SciPy library is built upon NumPy, and its arrays so it makes substantial use of NumPy. It provides efficient numerical functions as numerical integration, optimization, and many others via its specific submodules. One of the best tutorials for SciPy is Scipy.org.
It is one of the standard Python libraries for creating 2D plots and graphs. To use this library efficiently, you must have a strong command over the available functions in this library. It is flexible since it has been committed more than 21000 times with more than 550 contributors.
It is capable of producing publication-quality figures in the form of plots, histograms, power spectra, bar charts, error charts, scatterplots, etc. in a wide variety of hardcopy formats and interactive environments across platforms.
For examples, see the sample plots.
PyBrain is another top Python Library for Data Science that focuses on flexible, easy-to-use algorithms for Machine Learning tasks and a variety of predefined environments to test and compare the algorithms. It is popular because of the flexibility and algorithms for state-of-the-art research. As we are researching new techniques every day and constantly developing faster algorithms, this library will be used in neural networks especially for reinforcement learning faster and unsupervised learning.
Since most of the current problems deal with continuous state and action spaces, function approximators like neural networks must be used to cope with the large dimensionality. This library is built around neural networks in the kernel and all the training methods accept a neural network as the to-be-trained instance. This makes PyBrain a powerful tool for real-life tasks as well.
Bokeh is a great visualization library in Python with over 15000 commits and 200 contributors on Github’s repository, It provides interactive visualization. This one is independent of Matplotlib and makes its presentation via modern browsers in the style of Data-Driven Documents i.e. d3.js.
7. Scikit Learn
It’s a Python module for machine learning built on top of SciPy. It provides a set of common machine learning algorithms to users through a consistent and smooth interface. Scikit-Learn helps to quickly implement popular algorithms on datasets and it includes tools for many standard machine-learning tasks such as clustering, classification, regression, etc.
It has over 21000 commits and 800 contributors that have made this library concise in terms of code and consistent has an interface to the common machine learning algorithms, making it simple to bring ML into production systems.
8. Keras / TensorFlow / Theano: Deep Learning Libraries
When it comes to the implementation of Deep Learning (which is also a part of data science) to projects and real-life scenarios, one of the most prominent and convenient libraries is Keras, used for training a huge amount of data. It can function either on top of TensorFlow or Theano.
- Theano is a Python package that defines multi-dimensional arrays similar to NumPy, along with math operations and expressions. It supports all architectures. The library also optimizes the use of GPU and CPU.

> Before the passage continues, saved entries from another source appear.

PR #6888, opened 2023-04-01
Use `new`, not `initialize`, to enforce runtime abstract

### LINKED ISSUE #3388: Correctly enforcing `abstract!`
It seems that `sorbet` enforces abstract classes not being instantiated [by defining an `initialize` that raises an error](https://github.com/sorbet/sorbet/issues/2374#issuecomment-567601210)

This `initialize` apparently does not check what is the class being instantiated, is there a good reason for this?

Moreover, why not define a class method `new` that raises instead (only if the receiver is the current abstract class)?

The reasons to go this way are:

1) There are valid reasons to have an abstract class that need initialization and/or initial parameters. `sorbet` shouldn't mess with `initialize`

2) There are valid cases of an abstract class that does not require special initialization and/or additional parameters. `sorbet` shouldn't force having a trivial `initialize` method

3) Calling `super` from `initialize` is considered by many a good practice. `sorbet` should not break this.

Example:
```ruby
class Foo
  def self.new(*)
    return super unless self == Foo

    raise 'Can not instantiate abstract class'
  end

  def initialize
    @registry = {}
    puts "initialized, ok"
  end
end

class Bar < Foo
end

Foo.new rescue puts 'raised, ok'
Bar.new and puts 'ok'
# prints "ok" 3 times...
```

jez:
**Note to users**: this PR might cause new errors in any code that was
previously defining `initialize` in an `abstract!` class and then trying to
instantiate it at runtime.

Doing that would have had the effect of redefining the method that
`sorbet-runtime` previously defined to enforce that abstract classes can't be
instantiated, which would have allowed the instantiation. This will not happen
anymore.

### Motivation

Fixes #3388

The general idea is that people want both:

- runtime enforcement that abstract classes are not instantiated
- the ability to have common initialization code in an abstract class's
  constructor

By moving the "no new" enforcement to happen in `self.new` instead of
`initialize`, we can accomplish this. It's far, far more rare for people to have
valid use cases for overriding `self.new`.

This also unblocks being able to override `initialize` at runtime and mark it
`abstract`, so that it can be used to enforce that all subclasses conform to a
standard contract for constructing new instances.

### Test plan

See included automated tests.

I tested this against Stripe's codebase and 17 tests failed that were errantly
attempting to instantiate an abstract class at runtime in a way that Sorbet
couldn't catch statically.

### DIFF
--- a/gems/sorbet-runtime/lib/types/private/abstract/declare.rb
+++ b/gems/sorbet-runtime/lib/types/private/abstract/declare.rb
@@ -27,15 +27,15 @@ module T::Private::Abstract::Declare
         raise "Classes can't be interfaces. Use `abstract!` instead of `interface!`."
       end
 
-      if mod.instance_method(:initialize).owner == mod
-        raise "You must call `abstract!` *before* defining an initialize method"
+      if mod.method(:new).owner == mod
+        raise "You must call `abstract!` *before* defining a `new` method"
       end
 
       # Don't need to silence warnings via without_ruby_warnings when calling
       # define_method because of the guard above
 
-      mod.send(:define_method, :initialize) do |*args, &blk|
-        if self.class == mod
+      mod.send(:define_singleton_method, :new) do |*args, &blk|
+        if T.unsafe(self) == mod
           raise "#{mod} is declared as abstract; it cannot be instantiated"
         end
         super(*args, &blk)
@@ -43,10 +43,10 @@ module T::Private::Abstract::Declare
 
       # Ruby doesn not emit "method redefined" warnings for aliased methods
       # (more robust than undef_method that would create a small window in which the method doesn't exist)
-      mod.send(:alias_method, :initialize, :initialize)
+      mod.singleton_class.send(:alias_method, :new, :new)
 
-      if mod.respond_to?(:ruby2_keywords, true)
-        mod.send(:ruby2_keywords, :initialize)
+      if mod.singleton_class.respond_to?(:ruby2_keywords, true)
+        mod.singleton_class.send(:ruby2_keywords, :new)
       end
     end
   end
--- a/gems/sorbet-runtime/test/types/validate_override_shape.rb
+++ b/gems/sorbet-runtime/test/types/validate_override_shape.rb
@@ -227,5 +227,21 @@ module Opus::Types::Test
       end
       assert_equal(0, klass.new.foo)
     end
+
+    it "raises if initialize is not compatible with parent" do
+      klass = Class.new(AbstractBase) do
+        extend T::Sig
+        sig do
+          override
+          .params(x: Integer)
+          .void
+        end
+        def initialize(x); end
+      end
+      err = assert_raises(RuntimeError) do
+        klass.new(0)
+      end
+      assert_includes(err.message, "must have no more than 0 required argument(s) to be compatible")
+    end
   end
 end
--- a/gems/sorbet-runtime/test/types/validate_override_shape.rb
+++ b/gems/sorbet-runtime/test/types/validate_override_shape.rb
@@ -220,7 +220,10 @@ module Opus::Types::Test
         extend T::Sig
         sig {override.void}
         def initialize; end
-        def foo; 0; end
+
+        def foo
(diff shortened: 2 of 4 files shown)


gems/sorbet-runtime/lib/types/private/abstract/declare.rb
```diff
@@ -27,26 +27,26 @@ def self.declare_abstract(mod, type:)
         raise "Classes can't be interfaces. Use `abstract!` instead of `interface!`."
       end
 
-      if mod.instance_method(:initialize).owner == mod
-        raise "You must call `abstract!` *before* defining an initialize method"
+      if mod.method(:new).owner == mod
+        raise "You must call `abstract!` *before* defining a `new` method"
```
froydnj, line 31: WDYT about also warning people that you shouldn't define `new` on `abstract!` classes?

froydnj (approved):
I think this makes sense.  Apologies for the delayed review.

gems/sorbet-runtime/lib/types/private/abstract/declare.rb
jez: It's interesting. I think it's probably a good check to have? I'm struggling to think of a case where you'd want to define `self.new` and not `initialize`.

But also I'm generally afraid of rocking the boat too much on runtime changes like this, because people do weird things.

So I'd probably prefer to investigate something like raising an error for any `self.new` method defined in an abstract class in a follow up change. Or alternatively, if we do just want to emit a warning, not an error, we could get rid of the `alias_method` trick we do later in the file, which would then use the Ruby VM's built in method redefinition warnings to surface this to the user.

gems/sorbet-runtime/test/types/validate_override_shape.rb
```diff
@@ -178,5 +184,18 @@ def foo; end
       end
       klass.new.foo
     end
+
+    it "does opt-in override checking on initialize" do
+      klass = Class.new(AbstractBase) do
+        extend T::Sig
+        sig {override.void}
+        def initialize; end
```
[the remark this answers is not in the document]
jez: done.

jez:

jez:

→ https://go/builds/bui_No3dBatUPfwnyR
→ https://go/builds/bui_No3dy8VqUCeTla
→ https://go/builds/bui_No3dxnAZ6ONGqd
→ https://go/builds/bui_No3dxnAZ6ONGqd

jez:

→ https://go/builds/bui_NrM8Klkuvtef99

- TensorFlow is one the most popular tool used and developed by Google with over 16000 commits and 700 contributors is a widely and blindly used library. Since it is an open-source library, most of the developers find this tool the most proper for creating a machine learning model. It is their multi-layered nodes system that enables quick training of artificial neural networks on large datasets.
- Keras is also an open-source library for building Neural Networks at a high level of the interface. It uses Theano or TensorFlow as its backends. It is totally written in pure Python with high-level implementations, modular, and extendable.
There are also other libraries for natural language processing such as Nltk, Scrappy for web scraping, Pattern for web mining, but if you are getting started in python and especially want to become an expert in data science then you must master the above-mentioned libraries. I would recommend you learn each one by one and do enough practice since each one of these has a variety of implementations.